When the rice terraces are planted in the spring or early summer, usually around the first week of May, ducklings are also released into the fields, where they grow fat on grubs and insects and stir up the soil around the seedlings, releasing nutrients that help the rice plants grow better.
And when the birds are grown, they provide the Hani with large rich eggs with yolks the color of liquid amber.
In the water, too, are loaches, slippery fish that thrive in the flooded terraces and provide much needed protein for the Hani diet.

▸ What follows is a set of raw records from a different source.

PR #781, opened 2021-09-20
Routing, Navbar, AppBar, Dark/Light Theme and DataMap

Aid19801:
In This PR:

- Nav - contains MUI AppBar and Drawer components
- Light/Dark switch
- Datamap showing where nodes are situation on react-simple-maps implementation
- Nested Routing
- One 'main' context with all API reqs
- One 'Api' class for all data/fetching


explorer/src/api/index.ts
```diff
@@ -0,0 +1,53 @@
...
+
+export class Api {
+  static fetchMixnodes = async () => {
+    try {
+      const res = await fetch(MIXNODES_API);
+      const json = await res.json();
+      return json;
+    } catch (error: any) {
+      console.log('error ', error);
+      throw error.message;
```
mmsinclair: Rethrow the error and not just the message?

```suggestion
      throw error;
```

explorer/src/api/index.ts
```diff
@@ -0,0 +1,53 @@
+import {
+  GATEWAYS_API,
+  MIXNODES_API,
+  VALIDATORS_API,
+  BLOCK_API,
+} from './constants';
+
+export class Api {
```
mmsinclair, line 11: I'll show you how to add typings to the methods so that the response objects have nice typings. Sadly the OpenAPI crate the Explorer API is using (https://crates.io/crates/rocket_okapi) doesn't have enough features to autogenerate them from yet.

explorer/src/components/ContentCard.tsx
```diff
@@ -0,0 +1,28 @@
...
+      title={title}
+      avatar={Icon}
+      action={Action}
+      subheader={subtitle}
+    />
+    {children && <CardContent>{children}</CardContent>}
+    {errorMsg && (
+      <Typography
+        variant="body2"
+        sx={{ color: 'red', padding: (theme) => theme.spacing(2) }}
```
mmsinclair:
```suggestion
        sx={{ color: 'danger', padding: 2 }}
```

`padding: 2` is the same as `padding: (theme) => theme.spacing(2)` just shorter

And best to use the semantic names for colours i.e. show the user something bad happened, rather than `goldenrod === warning`

explorer/src/components/Nav.tsx
```diff
@@ -1,138 +1,276 @@
...
-              {sidebar ? (
-                <Close className={classes.hamburgerIcon} />
-              ) : (
-                <MenuIcon className={classes.hamburgerIcon} />
-              )}
-            </ListItemIcon>
+            <ListItemButton
+              sx={{
+                color: (theme) =>
+                  theme.palette.mode === 'light' ? '#000' : '#fff',
```
mmsinclair: The theme has a text colour in the palette that responds to the mode:

```suggestion
                color: 'text.primary',
```



image

image

explorer/src/components/Nav.tsx
```diff
@@ -1,138 +1,276 @@
...
+              }}
+            >
+              <ListItemIcon>{each.Icon}</ListItemIcon>
+              <ListItemText
+                primary={each.title}
+                sx={{
+                  color: (theme) =>
+                    theme.palette.mode === 'light' ? '#000' : '#fff',
```
mmsinclair, line 196: See above

explorer/src/components/Title.tsx
```diff
@@ -0,0 +1,33 @@
...
+}
+
+export const Title = ({ text }: TitleProps) => (
+  <Grid
+    item
+    xs={12}
+    sx={{
+      justifyContent: 'flex-start',
+      padding: (theme) => theme.spacing(2),
+      backgroundColor: (theme) => theme.palette.primary.dark,
```
mmsinclair:
```suggestion
      padding: 2
      backgroundColor: 'primary.dark',
```

explorer/src/components/Title.tsx
```diff
@@ -0,0 +1,33 @@
...
+    }}
+  >
+    <Box
+      sx={{
+        padding: (theme) => theme.spacing(3),
+        backgroundColor: (theme) => theme.palette.primary.light,
+      }}
+    >
```
mmsinclair:
```suggestion
    <Box
      padding="3",
      backgroundColor="primary.light"
    >
```

explorer/src/components/Title.tsx
```diff
@@ -0,0 +1,33 @@
...
+      <Typography
```
mmsinclair, line 24:
```suggestion
      <Typography
        color="primary.main"
      >
```

explorer/src/components/WorldMap.tsx
```diff
@@ -1,111 +1,80 @@
...
-
-  const [scale, setScale] = useState<number>(200);
-  const [windowResizing, setWindowResizing] = useState<boolean>(false);
-
-  const projection = geoEqualEarth()
-    .scale(scale)
-    .translate([cx, cy])
-    .rotate([0, 0]);
-
-  const fetchGeographicData = (): void => {
```
mmsinclair, line 25: Change to `const fetchGeographicData = async () => {` and then something like:

```
const worldData = await (await fetch('/data/world-110m.json')).json();
```

You can add some `try {...} catch(e) { ... }` if you need to know the errors.

mmsinclair, line 25: You don't need to add the typing for `void`, that is implicit in `const someFunction = () => { ... }`

explorer/src/components/WorldMap.tsx
```diff
@@ -1,111 +1,80 @@
...
-      setWindowResizing(true);
-
-      timeout = setTimeout(() => {
-        setWindowResizing(false);
-      }, 200);
-    };
-    window.addEventListener('resize', handleResize);
-
-    return () => window.removeEventListener('resize', handleResize);
+  const [tooltipContent, setTooltipContent] = React.useState<string>('');
```
mmsinclair:
```suggestion
const [tooltipContent, setTooltipContent] = React.useState<string>(null);
```

or


```suggestion
const [tooltipContent, setTooltipContent] = React.useState<string>(undefined);
```

explorer/src/components/WorldMap.tsx
```diff
@@ -1,111 +1,80 @@
...
+  const [data, setData] = React.useState<Record<string, unknown>[]>([]);
```
mmsinclair: Define an `interface Data {...}` and say what the fields of each item will be will be, then do:

```suggestion
const [data, setData] = React.useState<Data[]>([]);
```

explorer/src/components/WorldMap.tsx
```diff
@@ -1,111 +1,80 @@
...
+  const { mode }: any = React.useContext(MainContext);
```
mmsinclair: `:any` isn't the best - does it have a type or a union type or enum you can use instead?

explorer/src/context/main.tsx
```diff
@@ -0,0 +1,67 @@
+import * as React from 'react';
+import { Api } from '../api';
+
+export const MainContext = React.createContext({});
```
mmsinclair:
```suggestion
interface State {
  mode?: 'light' | 'dark';  // also consider `mode: light | dark` and set a default value of `light` or something from local storage
  // add other types for toggleMode, mixnodes, gateways, validators, block 
}

export const MainContext = React.createContext<State>({});
```

explorer/src/context/main.tsx
```diff
@@ -0,0 +1,67 @@
...
+    } catch (error) {
+      setBlock({ data: null, error });
+    }
+  };
+
+  React.useEffect(() => {
+    fetchMixnodes();
+    fetchGateways();
+    fetchValidators();
+    fetchBlock();
```
mmsinclair:
```
Promise.all([
    fetchMixnodes(),
    fetchGateways(),
    fetchValidators(),
    fetchBlock(),
]);
```
would be safer because if you forget to catch any exceptions, you stop the other fetch requests from starting. And you can also never tell when all of them have completed, e.g. global loading state

explorer/src/data/countriesData.ts
```diff
@@ -0,0 +1,39 @@
+export const countriesData = [
```
mmsinclair: You can fetch this from the explorer API - https://testnet-milhon-explorer.nymtech.net/api/countries

explorer/src/icons/NymLogoSVG.tsx
```diff
@@ -0,0 +1,38 @@
...
+
+export const NymLogoSVG: React.FC = (props) => {
+  const theme = useTheme();
+  return (
+    <svg
+      xmlns="http://www.w3.org/2000/svg"
+      viewBox="0 0 5389.9 5389.9"
+      width="40px"
+      height="40px"
+      style={{ margin: theme.spacing(2) }}
```
mmsinclair, line 12: Nice 😀

explorer/src/pages/Overview/index.tsx
```diff
@@ -1,5 +1,99 @@
...
+  const history = useHistory();
+  const { mixnodes, gateways, validators, block }: any =
+    React.useContext(MainContext);
+
+  return (
+    <>
+      <Box component="main" sx={{ flexGrow: 1 }}>
+        <Grid container spacing={0}>
+          <Grid item xs={12}>
+            <Typography sx={{ marginLeft: (theme) => theme.spacing(3) }}>
```
mmsinclair:
```suggestion
            <Typography sx={{ marginLeft: 3 }}>
```

explorer/src/theme.ts
```diff
@@ -1,62 +1,111 @@
...
-      // to be `contrastText`?
-    },
-    secondary: {
-      main: nymPalette.secondary.main,
-      light: nymPalette.secondary.light,
-      dark: nymPalette.secondary.dark,
-    },
-  },
-  shape: {
-    borderRadius: 24,
```
mmsinclair, line 46: Might be a good idea to make the `borderRadius` be a multiple of the spacing? (if it isn't already)

mmsinclair (changes requested):
Looking good so far - only a couple of things you could shorten and improve a bit. Then we can merge it and iterate.

explorer/src/components/Title.tsx
fmtabbara:
```
     p: 2
     bgColor: 'primary.dark',
```

explorer/src/components/WorldMap.tsx
fmtabbara: MUI has a tooltip component - Is it worth using that?

explorer/src/context/main.tsx
```diff
@@ -0,0 +1,67 @@
...
+  }, []);
+
+  return (
+    <MainContext.Provider
+      value={{ mode, toggleMode, mixnodes, gateways, validators, block }}
+    >
+      {children}
+    </MainContext.Provider>
+  );
+};
```
fmtabbara, line 112: Nice work with the context - Looks good :+1:

explorer/src/components/WorldMap.tsx
fmtabbara: I think there is `PaletteType` that you can import from MUI and use here. It will give you "light" | "dark" as the type

fmtabbara: Add the type in the context though and TS will figure it out here

explorer/src/context/main.tsx
```diff
@@ -0,0 +1,67 @@
+import * as React from 'react';
+import { Api } from '../api';
+
+export const MainContext = React.createContext({});
+
+export const MainContextProvider: React.FC = ({ children }: any) => {
```
fmtabbara: you can remove :any here

explorer/src/context/main.tsx
fmtabbara: I think it would be worth creating a type or interface for the global state.

```
type GlobalState = {
 mixnodes: <mixnodesType>
  gateways: <gatewaysType>
}
```
The types can all be taken from the Vue Explorer repo.

and then as per Mark's comment above
```
export const MainContext = React.createContext<State>({});
```

explorer/src/components/WorldMap.tsx
Aid19801: Hmmmm. i remember writing that function a while back assuming i'd need to fetch myself but react-simple-maps does the magic for me:

```
const geoUrl =
  'https://raw.githubusercontent.com/zcreativelabs/react-simple-maps/master/topojson-maps/world-110m.json';
  
  ...
...

      {data.length > 0 && (
            <Geographies geography={geoUrl}>
              {({ geographies }: any) =>
                geographies.map((geo: any) => {
```

Was this off an old commit or something?

explorer/src/components/WorldMap.tsx
Aid19801: I have played with the MUI tooltip but a) it doesnt pair out of the box the way these two play with each other nicely. b) may just be something simple like style override / position / zIndex - but can we use RTT for now and once PR is in i'm happy to explore the MUI one?

explorer/src/theme.ts
Aid19801: The theme as-is is commented out actually. Again, not sure if this is an old commit or something you're looking at?

Theme is currently defined in the AppWrapper. It will be broken out again though. This happened as part of the Dark mode refactor.

explorer/src/api/index.ts
```diff
@@ -5,47 +5,50 @@ import {
...
     try {
       const res = await fetch(GATEWAYS_API);
       const json = await res.json();
       return json;
-    } catch (error) {
+    } catch (error: any) {
       console.log('error ', error);
       return error;
     }
   };
```
mmsinclair:
```suggestion
static fetchGateways = async (): Promise<GatewayResponse> => {
  const res = await fetch(GATEWAYS_API);
  return await res.json();
};
```

mmsinclair: A couple of things:
- `error:any` should just be `error` because it is already typed as `Error`
- logging to the console should be done by the caller
- the error should be thrown and not returned because the signature return type is `Promise<GatewayResponse>` and not `Promise<GatewayResponse | Error>` (which is not a good idea because Promise already has a mechanism for throwing errors)

explorer/src/context/main.tsx
```diff
@@ -1,17 +1,33 @@
+import { PaletteMode } from '@mui/material';
 import * as React from 'react';
+import { GatewayResponse, MixNodeResponse, ValidatorsResponse } from 'src/typeDefs/node-status-api-client';
```
mmsinclair: Might be best to name that file `src/typeDefs/explorer-api`?

When I started this I was using another API before the Explorer API existed. Apologies for creating naming confusion in the vue-js project!

explorer/src/context/main.tsx
```diff
@@ -1,17 +1,33 @@
...
+// import { MixNodeResponse, GatewayResponse } from 'src/typeDefs/node-status-api-client';
 import { Api } from '../api';
 
-export const MainContext = React.createContext({});
+type NodeApiResponse = {
+  data: MixNodeResponse | GatewayResponse | ValidatorsResponse | number | null
+  error: string | null
+}
```
mmsinclair: This isn't a good idea - you're undoing the power of TypeScript to check you by basically defining `any`

explorer/src/context/main.tsx
```diff
@@ -1,17 +1,33 @@
...
+interface State {
+  mode: PaletteMode
+  toggleMode: () => void
+  mixnodes: NodeApiResponse | null
+  gateways: NodeApiResponse | null
+  validators: NodeApiResponse | null
+  block: NodeApiResponse | null
```
mmsinclair:
```suggestion
  mixnodes: MixNodeResponse | null
  gateways: GatewayResponse | null
  validators: ValidatorsResponse | null
  block: BlockResponse | null
```

mmsinclair: You may have been trying to do something like this:

```
interface ApiState<RESPONSE> {
  isLoading: boolean;
  response?: RESPONSE;
  error?: Error;
}

interface State {
  mode: PaletteMode
  toggleMode: () => void
  mixnodes?: ApiState<MixNodeResponse>,
  gateways?: ApiState<GatewayResponse>,
  validators?: ApiState<ValidatorsResponse>,
  block?: ApiState<BlockResponse>,
}
```

When `mixnode` is `undefined` it is "not preset" i.e. never loaded. When it starts loading, the value changes to `mixnode: { isLoading: true }`, when an error: `mixnode: { isLoading: false, error: { message: 'Oh no!' } }` and with data: `mixnode: { isLoading: false, response: {...}}`

explorer/src/context/main.tsx
```diff
@@ -1,17 +1,33 @@
...
+};
+
+export const MainContext = React.createContext({} as State);
```
mmsinclair: Create context has a generic parameter that defines the context's type.

```suggestion
export const MainContext = React.createContext<State>({});
```

mmsinclair (changes requested):
Almost there - only a couple of typings to tidy up on the `State`

explorer/src/context/main.tsx
Aid19801: Ah right. Yep, i'll rename then to something more appropriate. Cheers.

explorer/src/context/main.tsx
Aid19801: This yields a type error - `Argument of type '{}' is not assignable to parameter of type 'State'.
  Type '{}' is missing the following properties from type 'State': mode, toggleMode`
  
  So i've given it what i'm assuming is a default state of mode 'dark' and changed toggleMode to optional.

explorer/src/context/main.tsx
Aid19801: Thanks for this - i _think_ it's sorted now.

mmsinclair (approved):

There is also insect protein.
Dragonfly larvae, ferocious carnivores that live underwater for a large part of their lives, are harvested from the terraces as well. Fried, steamed or added to a duck-egg omelet, they are delicious and nutritious.
On the bunds of the paddy fields, all sorts of wild and cultivated vegetables grow. Much of the greens in the markets are also foraged from the mountainsides, and may include herbs, mushrooms or even tree lichens that are much appreciated as a salad dish.
As one Hani elder later tells us, these herbs are valuable as food, and also as medicine, and can cure anything from a common cold to chronic arthritis. For the latter, you have to start with an old gander that is 10 years old and you eat everything from its meat to its ground-up bones.
Generally, nothing goes to waste. Each and every element of the Hani rice terraces is carefully protected and maintained, including a natural irrigation system that takes advantage of the region's topography and a micro-climate that depends on convection.
Water evaporates from the heated valleys and condenses as rain when the mists gather on the thickly forested mountaintops.
The only reason why the ecology is so successful is the respect for nature that is more lifestyle necessity than casual choice, and that's the lesson the urban populace has to learn before it's all too late.